### BRIEF
Scan the material below for "utils", then return each line that contains it.

### RECORD SET
+ + + + + + +
PR #15357, opened 2025-12-19
Revert InfluxDB change.  PTEST regressed 

jslobodzian:
…65637 [HIGH] (#15267)"

This reverts commit 34f1332dfc8fde944c38b0339bfb57c7b1f23068.

PR #15370, opened 2025-12-22
Cherry-Pick revert of influxdb CVE-2025-65637 (#15357)

jslobodzian:
A fix was submitted to the fasttrack/2.0 branch for influxdb that had two back-to-back ptest failures.  The [original change](https://github.com/microsoft/azurelinux/pull/15253) was automatically cherry-picked to main [here](https://github.com/microsoft/azurelinux/pull/15320).

The change was reverted on fasttrack [here](https://github.com/microsoft/azurelinux/pull/15357) but the revert to main had merge conflicts.  This PR resolves the merge conflicts by bumping the release number and removing the bad patch.

### DIFF
--- a/SPECS/influxdb/influxdb.spec
+++ b/SPECS/influxdb/influxdb.spec
@@ -154,7 +154,7 @@ go test ./...
 
 %changelog
 * Mon Dec 22 2025 Jon Slobodzian <joslobo@microsoft.com> - 2.6.1-27
-- Revert Patch for CVE-2025-10543 as it breaks selftest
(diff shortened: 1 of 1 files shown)


SPECS/influxdb/influxdb.spec
PawelWMS, line 162: Since we removed this 2.6.1-25 changelog entry in the fast-track revert, I'd remove it here as well and drop the new one added in this PR. Otherwise, the changelogs will go out of sync between these two branches.

jslobodzian: Preferring this approach for cve scanning continuity.

PR #15499, opened 2026-01-14
fix: Add useful debug message when files are missing from config

dmcilvaney:
###### Merge Checklist  

- [ ] Ready to merge

---

###### Summary 

Improve error messages when image config files reference missing files (PackageLists, scripts, AdditionalFiles, etc.).

Previously, if a referenced file was missing, Make would fail with a confusing message about having no rule to build the validation flag. If the missing file was in a non-existent directory, `realpath` would also print unhelpful errors before the actual failure.

This was caused by Make's pattern rule matching behavior. The validation rules is `$(STATUS_FLAGS_DIR)/validate-image-config%.flag:`, which matches the variable `validate-config = $(STATUS_FLAGS_DIR)/validate-image-config-$(config_name).flag`

The rule had `config_other_files = $(if $(CONFIG_FILE),$(call shell_real_build_only, $(SCRIPTS_DIR)/get_config_deps.sh $(CONFIG_FILE)),)` as a dependency. If one of those calculated files was missing, then make would consider the pattern matched rule un-usable, and would try to find an alternate rule that did have all its dependencies. Unfortunately, we only have one pattern match rule, so we must ensure that all the dependencies we list are either real files, or valid make targets, so make won't skip it.

###### Change Log  

- Add early validation in `imggen.mk` to detect missing config dependencies and display a clear error message listing all missing files
- Use `realpath -m` in `get_config_deps.sh` to handle paths where parent directories don't exist
- Skip the missing file check for `printvar-*` targets so users can still debug

**NO**

###### Test Methodology

- Local testing with intentionally broken config files referencing missing files in both existing and non-existing directories
- pipeline: ~https://dev.azure.com/mariner-org/mariner/_build/results?buildId=1025897&view=results~
- pipeline: https://dev.azure.com/mariner-org/mariner/_build/results?buildId=1028007&view=results

### DIFF
--- a/toolkit/scripts/utils.mk
+++ b/toolkit/scripts/utils.mk
@@ -15,6 +15,12 @@ build_arch := $(shell uname -m)
 
 no_repo_acl = $(STATUS_FLAGS_DIR)/no_repo_acl.flag
 
+# Define newline for use in error messages and output formatting
+define newline
+
+
+endef
+
 ######## MISC. MAKEFILE Functions ########
 
 # Creates a folder if it doesn't exist. Also sets the timestamp to 0 if it is
--- a/toolkit/scripts/get_config_deps.sh
+++ b/toolkit/scripts/get_config_deps.sh
@@ -44,6 +44,8 @@ do
 	then
 		echo "$filename"
 	else
-		echo $(realpath "$config_base_dir/$filename")
+		# Use -m to canonicalize paths even if they don't exist
+		# This allows the Makefile to detect missing files and provide a helpful error
+		echo $(realpath -m "$config_base_dir/$filename")
 	fi
 done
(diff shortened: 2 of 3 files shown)


toolkit/scripts/utils.mk
```diff
@@ -15,6 +15,12 @@ build_arch := $(shell uname -m)
 
 no_repo_acl = $(STATUS_FLAGS_DIR)/no_repo_acl.flag
 
+# Define newline for use in error messages and output formatting
+define newline
+
+
```
anphel31, line 21: does this intentionally include 2 newlines?

anphel31 (approved):

toolkit/scripts/utils.mk
dmcilvaney: Yes, make trims the last one off, so to get one newline, you need two.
+ + + + + + +
### TASK RESPONSE
--- a/toolkit/scripts/utils.mk
+++ b/toolkit/scripts/utils.mk
toolkit/scripts/utils.mk
toolkit/scripts/utils.mk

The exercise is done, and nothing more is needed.